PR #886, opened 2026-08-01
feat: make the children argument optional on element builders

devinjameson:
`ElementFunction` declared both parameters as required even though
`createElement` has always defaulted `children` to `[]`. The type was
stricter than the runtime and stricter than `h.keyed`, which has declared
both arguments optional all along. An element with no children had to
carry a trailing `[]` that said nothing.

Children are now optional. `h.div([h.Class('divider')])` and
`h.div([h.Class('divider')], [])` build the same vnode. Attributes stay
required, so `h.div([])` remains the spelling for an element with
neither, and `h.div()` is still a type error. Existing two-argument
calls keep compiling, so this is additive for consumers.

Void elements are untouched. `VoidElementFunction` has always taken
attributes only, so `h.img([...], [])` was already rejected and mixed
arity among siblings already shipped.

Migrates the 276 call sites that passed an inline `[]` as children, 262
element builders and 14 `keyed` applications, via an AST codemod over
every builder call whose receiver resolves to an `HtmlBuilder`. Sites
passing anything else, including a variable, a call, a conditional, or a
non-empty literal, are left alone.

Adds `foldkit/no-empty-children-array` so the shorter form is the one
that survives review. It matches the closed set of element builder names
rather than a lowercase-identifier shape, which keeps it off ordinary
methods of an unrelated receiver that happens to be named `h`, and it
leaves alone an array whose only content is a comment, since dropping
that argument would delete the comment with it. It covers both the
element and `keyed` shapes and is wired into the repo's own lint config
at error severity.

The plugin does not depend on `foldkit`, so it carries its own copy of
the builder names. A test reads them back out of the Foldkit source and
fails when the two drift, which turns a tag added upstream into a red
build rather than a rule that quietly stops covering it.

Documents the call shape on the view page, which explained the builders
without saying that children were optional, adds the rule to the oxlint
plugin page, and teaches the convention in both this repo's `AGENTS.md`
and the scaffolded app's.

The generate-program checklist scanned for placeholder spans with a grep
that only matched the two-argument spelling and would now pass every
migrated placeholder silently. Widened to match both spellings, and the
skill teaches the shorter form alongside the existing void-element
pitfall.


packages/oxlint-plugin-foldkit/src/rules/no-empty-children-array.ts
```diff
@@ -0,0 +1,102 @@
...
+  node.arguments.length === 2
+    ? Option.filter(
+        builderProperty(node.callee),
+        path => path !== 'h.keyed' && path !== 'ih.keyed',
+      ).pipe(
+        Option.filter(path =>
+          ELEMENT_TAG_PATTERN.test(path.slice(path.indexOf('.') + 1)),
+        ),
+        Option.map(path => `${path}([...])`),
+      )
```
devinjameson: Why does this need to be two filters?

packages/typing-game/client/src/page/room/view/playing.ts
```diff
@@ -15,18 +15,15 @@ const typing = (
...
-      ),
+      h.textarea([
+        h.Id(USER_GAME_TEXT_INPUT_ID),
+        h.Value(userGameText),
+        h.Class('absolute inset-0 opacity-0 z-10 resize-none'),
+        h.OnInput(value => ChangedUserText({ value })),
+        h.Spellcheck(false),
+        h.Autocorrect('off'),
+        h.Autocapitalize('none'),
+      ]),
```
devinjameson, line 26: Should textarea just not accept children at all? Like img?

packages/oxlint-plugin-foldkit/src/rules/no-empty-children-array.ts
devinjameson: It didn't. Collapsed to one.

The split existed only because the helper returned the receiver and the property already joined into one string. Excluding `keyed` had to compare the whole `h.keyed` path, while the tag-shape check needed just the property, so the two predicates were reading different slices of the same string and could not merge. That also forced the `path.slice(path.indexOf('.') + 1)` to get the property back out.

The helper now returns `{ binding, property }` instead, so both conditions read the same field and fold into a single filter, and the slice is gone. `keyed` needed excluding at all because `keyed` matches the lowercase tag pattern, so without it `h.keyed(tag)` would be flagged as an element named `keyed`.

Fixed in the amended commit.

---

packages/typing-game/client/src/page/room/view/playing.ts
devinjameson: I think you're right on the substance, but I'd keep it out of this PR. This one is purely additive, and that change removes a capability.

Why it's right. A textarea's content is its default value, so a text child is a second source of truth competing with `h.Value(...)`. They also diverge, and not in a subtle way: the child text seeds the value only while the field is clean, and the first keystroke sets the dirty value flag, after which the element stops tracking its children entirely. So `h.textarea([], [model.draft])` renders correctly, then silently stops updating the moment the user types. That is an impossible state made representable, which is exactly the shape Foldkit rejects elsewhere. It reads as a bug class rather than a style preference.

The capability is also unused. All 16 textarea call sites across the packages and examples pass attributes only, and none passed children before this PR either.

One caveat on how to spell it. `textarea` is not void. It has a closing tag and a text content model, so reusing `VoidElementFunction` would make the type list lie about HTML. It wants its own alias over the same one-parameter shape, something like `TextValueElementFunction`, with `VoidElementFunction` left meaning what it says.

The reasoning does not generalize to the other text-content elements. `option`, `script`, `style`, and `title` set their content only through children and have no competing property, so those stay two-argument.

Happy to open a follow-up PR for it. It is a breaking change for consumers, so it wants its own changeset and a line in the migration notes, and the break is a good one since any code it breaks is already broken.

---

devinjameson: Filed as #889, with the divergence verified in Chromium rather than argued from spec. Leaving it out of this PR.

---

::::

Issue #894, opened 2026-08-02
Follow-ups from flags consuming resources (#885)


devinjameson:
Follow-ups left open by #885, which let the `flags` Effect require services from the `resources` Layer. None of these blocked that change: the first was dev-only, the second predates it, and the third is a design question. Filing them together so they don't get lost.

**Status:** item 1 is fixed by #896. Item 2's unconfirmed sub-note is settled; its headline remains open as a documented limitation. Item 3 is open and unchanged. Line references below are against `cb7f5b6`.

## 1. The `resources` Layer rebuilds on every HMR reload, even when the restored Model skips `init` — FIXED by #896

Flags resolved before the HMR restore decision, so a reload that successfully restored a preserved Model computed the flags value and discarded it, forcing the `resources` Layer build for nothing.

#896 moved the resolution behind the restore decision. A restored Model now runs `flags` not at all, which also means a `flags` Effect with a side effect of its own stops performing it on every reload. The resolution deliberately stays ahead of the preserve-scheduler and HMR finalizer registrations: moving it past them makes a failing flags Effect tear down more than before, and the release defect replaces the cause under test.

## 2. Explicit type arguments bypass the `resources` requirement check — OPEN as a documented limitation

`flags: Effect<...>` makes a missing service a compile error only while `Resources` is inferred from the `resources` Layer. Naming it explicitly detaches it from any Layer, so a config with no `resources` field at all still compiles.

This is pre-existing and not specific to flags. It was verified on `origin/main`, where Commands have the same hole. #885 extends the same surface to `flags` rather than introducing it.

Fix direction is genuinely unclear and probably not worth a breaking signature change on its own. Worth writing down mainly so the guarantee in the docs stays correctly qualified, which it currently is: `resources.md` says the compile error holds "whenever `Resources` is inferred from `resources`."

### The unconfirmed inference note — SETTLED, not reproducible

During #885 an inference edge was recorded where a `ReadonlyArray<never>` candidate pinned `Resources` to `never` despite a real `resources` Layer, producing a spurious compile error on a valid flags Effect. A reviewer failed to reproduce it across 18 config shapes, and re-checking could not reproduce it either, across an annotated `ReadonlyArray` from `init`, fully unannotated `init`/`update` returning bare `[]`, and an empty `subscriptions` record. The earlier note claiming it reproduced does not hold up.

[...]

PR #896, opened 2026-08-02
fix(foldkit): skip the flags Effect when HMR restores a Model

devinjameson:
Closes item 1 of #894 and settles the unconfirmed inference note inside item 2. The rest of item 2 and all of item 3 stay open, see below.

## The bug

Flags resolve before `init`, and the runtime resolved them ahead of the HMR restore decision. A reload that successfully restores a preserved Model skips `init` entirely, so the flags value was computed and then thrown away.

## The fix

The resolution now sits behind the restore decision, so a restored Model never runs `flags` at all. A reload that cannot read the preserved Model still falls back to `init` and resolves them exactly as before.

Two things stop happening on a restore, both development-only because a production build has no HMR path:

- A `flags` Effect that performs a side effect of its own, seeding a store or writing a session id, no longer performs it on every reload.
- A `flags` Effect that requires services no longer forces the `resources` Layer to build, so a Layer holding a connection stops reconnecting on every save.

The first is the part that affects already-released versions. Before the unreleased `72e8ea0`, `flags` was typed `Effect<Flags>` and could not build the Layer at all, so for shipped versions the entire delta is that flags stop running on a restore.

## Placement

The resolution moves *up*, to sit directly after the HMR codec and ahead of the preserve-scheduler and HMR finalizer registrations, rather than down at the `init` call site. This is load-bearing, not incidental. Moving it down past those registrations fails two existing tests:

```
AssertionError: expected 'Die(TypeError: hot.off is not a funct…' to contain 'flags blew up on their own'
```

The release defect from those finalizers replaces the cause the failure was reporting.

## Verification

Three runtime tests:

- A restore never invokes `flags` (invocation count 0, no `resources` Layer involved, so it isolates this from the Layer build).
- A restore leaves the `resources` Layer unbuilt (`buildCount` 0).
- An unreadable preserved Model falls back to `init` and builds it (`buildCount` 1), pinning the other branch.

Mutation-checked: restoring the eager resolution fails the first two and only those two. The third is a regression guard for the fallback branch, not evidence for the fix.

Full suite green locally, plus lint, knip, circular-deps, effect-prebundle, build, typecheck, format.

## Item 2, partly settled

::::

[Exercise objective]
Leave out every line above except those from the line with "migrated placeholder silently." up to and including the line with "devinjameson, line 26: Should", and copy those exactly.

[Written answer]
migrated placeholder silently. Widened to match both spellings, and the
skill teaches the shorter form alongside the existing void-element
pitfall.


packages/oxlint-plugin-foldkit/src/rules/no-empty-children-array.ts
```diff
@@ -0,0 +1,102 @@
...
+  node.arguments.length === 2
+    ? Option.filter(
+        builderProperty(node.callee),
+        path => path !== 'h.keyed' && path !== 'ih.keyed',
+      ).pipe(
+        Option.filter(path =>
+          ELEMENT_TAG_PATTERN.test(path.slice(path.indexOf('.') + 1)),
+        ),
+        Option.map(path => `${path}([...])`),
+      )
```
devinjameson: Why does this need to be two filters?

packages/typing-game/client/src/page/room/view/playing.ts
```diff
@@ -15,18 +15,15 @@ const typing = (
...
-      ),
+      h.textarea([
+        h.Id(USER_GAME_TEXT_INPUT_ID),
+        h.Value(userGameText),
+        h.Class('absolute inset-0 opacity-0 z-10 resize-none'),
+        h.OnInput(value => ChangedUserText({ value })),
+        h.Spellcheck(false),
+        h.Autocorrect('off'),
+        h.Autocapitalize('none'),
+      ]),
```
devinjameson, line 26: Should textarea just not accept children at all? Like img?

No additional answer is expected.